GoGo2ストローク ヤマハTZR250編(第7回目)
レポート:H&L編集部

ヤマハTZR250ヒストリー(後編・1991-1995)

2019年 10月 16日

先週に引き続き、ヤマハTZR250ヒストリーの後編を。GoGo!! 2ストローク TZR250編で主に取り上げられるのは、その主戦場となるテイスト・オブ・ツクバのZERO4クラスに参戦できる1985~1988年に販売の1KT/2XTと、その後継モデルとなった1989~1990年に販売された3MAだけれど(ZERO4クラスは1980年代に販売されたモデルでのみ参戦可能のため)、TZRシリーズ自体は以降もV型エンジン化され、継続されている。後編はそのV型エンジン車の系譜を追う。


1991年、6年目を迎えたヤマハTZR250に転機が訪れる。それまでの並列2気筒から、90度のV型2気筒へとエンジンを一新したのだ。この変更は’91年型の市販レーサー・TZ250が受けたのと同じだ。ライバルに対して、レースベースとしての戦闘力を高めるため。そして市販車としても商品力を高める狙いがあった。

車名はTZR250Rとなり、型式は3XVに(標準型は3XV1、クロスミッションなどを備えたSPモデルは3XV2)。数字的に大きな変化はないようにも見えたが、カウル形状やフレーム、YPVSのバルブや制御まで細部に至るまでの全面刷新が行われた。スイングアームはそれまでの角型基調から上下幅を増し、右側はチャンバーを逃げる左右非対称とした3Dタイプに。車体姿勢変化を抑えてトラクションを稼ぐロングタイプ(590mm)とし、それまでの積極的に姿勢を変えて曲げていくスタイルから現代化が図られた。コンパクトでコーナリングに優れたバイク……V型TZも、3XV系もそんな印象があった。

2年目となる’92年には細部を熟成。フロントフォーク内部やスイングアーム底板、マップ細分化などがそれ。また標準車(3XV4)に乾式クラッチを加えたTZR250RS(3XV8)が追加設定された。TZR250R SPは3XV5。

3年目の’93年には250ccに40psの出力自主規制が入り、これに合わせて3XV6となる。これ以外は基本的に’92年型を継承。SP(3XV7)でもキャブレター口径がレース規定で規制されたが、SPのみフラットYPVSを使うなどで戦闘力を維持した。この年、RS(3XV9)はゼッケンベースを黄から黒に変えて、ルックスをSPに寄せている。

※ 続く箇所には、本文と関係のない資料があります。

Issue #1177, opened 2022-02-18
Improve GitHub Actions configuration


eliotjordan:
### Descriptive summary

This is a ticket to request improvements to the GitHub Actions configuration file:
https://github.com/geoblacklight/geoblacklight/blob/a567fc2e5b2657c0d1a4d00b8ae47d29ed98e58c/.github/workflows/ruby.yml

Improvements:

1. Make the job titles more descriptive when using a matrix of Ruby versions. Right now, the titles say test 2.7 and test 2.6 and it isn't clear what that's in reference to.
2. Is there a way we can utilize [reusable workflows](https://docs.github.com/en/actions/using-workflows/reusing-workflows) to streamline the configuration?

karenmajewicz:
Is there prior art at Princeton that we can adopt for this?

thatbudakguy:
this may be done? the workflow file was cleaned up so there's only one job, and we now test several more version combos that we didn't before. also, the job names accurately reflect what versions are being tested.

eliotjordan:
This ticket is done. The tests have more descriptive names now:

```
CI / test ruby 3.2 / rails 6.1.7.6
CI / test ruby 3.2 / rails 7.1.3
CI / test ruby 3.3 / rails 6.1.7.6 
CI / test ruby 3.3 / rails 7.1.3
```

PR #1214, opened 2022-02-25
Adjust GitHub actions matrix build

thatbudakguy:
* Collapse extra rails 6 job into include
* Specify bundler version in matrix
* Include matrix versions in job names
* Change rails versions in gemspec to match tested versions

See #1177

I'm a little unfamiliar with bundler dependency syntax, but I think this more accurately captures what we want to test/say we support.

- We allowed Rails 5 in the gemspec, but didn't test it. Testing it failed, so I don't think we should support it.
- There was some stuff related to testing Rails 7, but our required version of Blacklight doesn't support it, so we can't support it. I think it wasn't actually getting used because the environment variable wasn't named correctly (?)

### DIFF
--- a/.github/workflows/ruby.yml
+++ b/.github/workflows/ruby.yml
@@ -24,93 +24,49 @@ jobs:
     runs-on: ubuntu-latest
     strategy:
       matrix:
-        ruby: [2.7, '3.0']
-        faraday_version: ['']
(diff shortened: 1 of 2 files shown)


thatbudakguy:
@cbeer fwiw i think your fixes in blacklight mean that we can test rails 5 again; i opened this prior to that work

’94年はRS(3XVA)とSP(3XVB)が前年ほぼ継続で展開。そして’95年には、STD/RS/SPの3タイプが一本化され、TZR250SPR(3XVC)となる。排気デバイスYPVSは単なる排気タイミング変更だけでなく補助排気ポートも制御して密閉性や過渡特性を向上。前後サスにも減衰力調整機構を加えて、初代の持っていたバランス性も獲得していた。以後、排出ガス規制が適用される2000年を前に、’99年まで同仕様で生産されたが、その間にアップデートはなく、3XVCが最終仕様となった。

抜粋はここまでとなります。